Shares are pointing lower for a third day after Wall Street broke its longest winning run of the year as coronavirus infection rates soared in several parts of the world.

ASX SPI 200 index futures fell 30 points or 0.5 per cent, signalling a soft start to the session.

The Australian market has been under pressure all week as authorities scramble to contain a COVID-19 outbreak in Victoria. A strong early rally yesterday faltered in the final hour after the Victorian government announced Melbourne and Mitchell Shire would go back into State 3 lockdown to control the outbreak. The S&P/ASX 200 finished 1.7 points in the red after being up almost 63 points. Shopping centres and travel and tourism companies fell sharply.

Wall Street has ignored evidence the pandemic was widening in many parts of the country, but finally cracked last night as a rally in ‘stay-at-home’ stocks ran out of steam. The S&P 500 fell 34 points or 1.08 per cent, breaking a five-session winning run. The Dow shed 397 points or 1.51 per cent. The Nasdaq gave up 90 points or 0.86 per cent.

The five-day rally in the US ended as stay-at-home stocks turned lower. Amazon, one of the big winners from the pandemic, retreated 1.9 per cent from Monday’s record close. Netflix eased 0.1 per cent after touching an all-time high. Apple shed 0.3 per cent.

“This market is way overbought,” Peter Cardillo, chief market economist at Spartan Capital Securities in the US, told CNBC. “This market has been ignoring the potential problems that are going to arise from the coronavirus.”

Travel and tourism companies declined sharply during a session when  upbeat jobs data was offset by reports of rising infections around the country. A government report showed a record 6.5 million Americans found work in May. The S&P 1500 airlines index sank 5 per cent as American gave up 7 per cent and United 7.6 per cent. Several cruise lines fell more than 5 per cent. Hyatt Hotels lost 4.8 per cent. An index of casino and gambling companies shed 6.4 per cent.

Adding to pressure on the market was news that the White House wants to cap a stimulus package expected this month at US$1 trillion. An aide to Vice President Mike Pence said there had been a lot of stimulus already and US$1 trillion was the Trump administration’s limit.

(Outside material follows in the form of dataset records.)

PR #192, opened 2020-07-16
[CALCITE] Added support for CREATE/REPLACE MACRO statements

AndrewPochapsky:
- Added new CREATE_MACRO frame type to ensure that SELECT statements in the body aren't unparsed with parens
- Added new AST node SqlCreateMacro and corresponding parsing logic
- Fixed bug where SELECT list created in SqlInsert was never closed

### DIFF
--- a/parsing/dialects/dialect1/parserImpls.ftl
+++ b/parsing/dialects/dialect1/parserImpls.ftl
@@ -957,6 +957,66 @@ SqlCreate SqlCreateTable() :
     }
 }
 
+SqlCreate SqlCreateMacro() :
+{
+    final Span s;
+    final SqlCreateSpecifier createSpecifier;
+    final SqlIdentifier macroName;
+    final SqlNodeList attributes;
+    final SqlNodeList sqlStatements;
+}
+{
+    (
+        <CREATE> { createSpecifier = SqlCreateSpecifier.CREATE; }
+    |
+        <REPLACE> { createSpecifier = SqlCreateSpecifier.REPLACE; }
+    )
+    {
+        s = span();
+    }
+    <MACRO> macroName = CompoundIdentifier()
+    (
+        attributes = ExtendColumnList()
+    |
+        { attributes = null; }
+    )
+    <AS>
+    sqlStatements = ParenthesizedSqlStmtList()
+    {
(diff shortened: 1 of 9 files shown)


parsing/dialects/dialect1/parserImpls.ftl
```diff
@@ -957,6 +957,67 @@ SqlCreate SqlCreateTable() :
...
+    }
+}
+
+/**
+ * Parses a list of SQL statements enclosed in parentheses and
+ * separated by semicolon. The semicolon is required between statements, but is
+ * optional at the end. Can't use existing SqlStmtList() as that function
+ * expects <EOF> at the end.
+ */
+SqlNodeList ParenthesizedSqlStmtList() :
```
dasch-1, line 997: Can we reuse SqlStmtList() instead of defining this function?

AndrewPochapsky: Unfortunately not, SqlStmtList() expects an <EOF> token after the last SqlStmt which makes it break when used in this case as the last token we have is <RPAREN> to close the macro body.

AndrewPochapsky: I tried making the <EOF> optional but that broke a few tests.

dasch-1: Ah ok, then can we factor out the common logic between the two into a helper function that both SqlStmtList() and ParenthesizedSqlStmtList() both call?

For example, we could rename the current SqlStmtList() to be SqlStmtListEof() (following the pattern of SqlStmt() vs SqlStmtEof()), move all of its logic except for the <EOF> token out into a separate function that we would be the new SqlStmtList().

Then we could have ParenthesizedSqlStmtList() call the new SqlStmtList() between a <LPAREN> and <RPAREN>.

AndrewPochapsky: Good idea, will do that.

dasch-1: Actually, we probably don't even need ParenthesizedSqlStmtList() anymore in that case and can just call SqlStmtList() between "(" and ")" tokens directly from SqlCreateMacro().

The defensive consumer staples sector resisted the downtrend, rising 1 per cent. Energy, financial and industrials took the biggest hits, falling between 1.9 and 3.2 per cent.

BHP and Rio Tinto helped cushion the market here yesterday from a deeper loss, but came under pressure in overseas trade as the night wore on. BHP’s US-listed stock fell 1.01 per cent after its UK-listed stock shed 0.95 per cent. Rio Tinto edged up 0.44 per cent in the UK. but lost 0.07 per cent in the US. The spot price for iron ore landed in China lifted $1.85 or 1.8 per cent to US$103.45 a dry ton.

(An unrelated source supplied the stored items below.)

PR #194, opened 2020-07-16
[CALCITE] Added support for CREATE JOIN INDEX

michaelvdow:
- The keywords INDEX, NO, PRIMARY, and UNIQUE were removed from nonReservedKeywordsToAdd because these are reserved keywords in Dialect1. They were also causing problems with the indices list being parsed directly after the FROM clause because it would parse one of those keywords as an AS alias rather than an index.

- Added support for COLOCATE USING after MAP attribute


core/src/main/java/org/apache/calcite/sql/SqlCreateJoinIndex.java
```diff
@@ -0,0 +1,103 @@
...
+import org.apache.calcite.util.ImmutableNullableList;
+
+import java.util.List;
+
+/**
+ * Parse tree for {@code CREATE JOIN INDEX} statement.
+ */
+public class SqlCreateJoinIndex extends SqlCreate {
+  private static final SqlOperator OPERATOR =
+      new SqlSpecialOperator("CREATE JOIN INDEX", SqlKind.CREATE_TABLE);
```
dasch-1, line 29: Let's create a new SqlKind for CREATE_JOIN_INDEX.

core/src/main/java/org/apache/calcite/sql/SqlCreateJoinIndex.java
```diff
@@ -0,0 +1,103 @@
...
+
+  /** Creates a {@code SqlCreateJoinIndex}. */
+  public SqlCreateJoinIndex(SqlParserPos pos, SqlIdentifier name,
+      List<SqlTableAttribute> tableAttributes, SqlNodeList select, SqlNode from,
+      SqlNode where, SqlNodeList groupBy, SqlNodeList orderBy,
+      List<SqlIndex> indices) {
+    super(OPERATOR, pos, SqlCreateSpecifier.CREATE, false);
+    this.name = name;
+    this.tableAttributes = tableAttributes;
+    this.select = select;
```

Gold settled at its highest level in almost nine years as a weak dollar, record-low interest rates and a global pandemic gave investors plenty of reasons to buy. Gold for August delivery climbed $16.40 or 0.9 per cent to US$1,809.90 an ounce, its highest finish since September 2011.

Copper secured a new five-month peak, boosted by optimism about Chinese growth and supply concerns as Chile struggles to contain the pandemic. Benchmark copper on the London Metal Exchange rose 0.8 per cent to US$6,184.75 a tonne. Nickel gained 1 per cent, lead 1.9 per cent and zinc 0.3 per cent. Aluminium eased less than 0.1 per cent and tin 0.3 per cent.

Oil closed little changed. Brent crude eased two cents or less than 0.1 per cent at US$43.08 a barrel.

The dollar edged up 0.03 per cent to 69.48 US cents.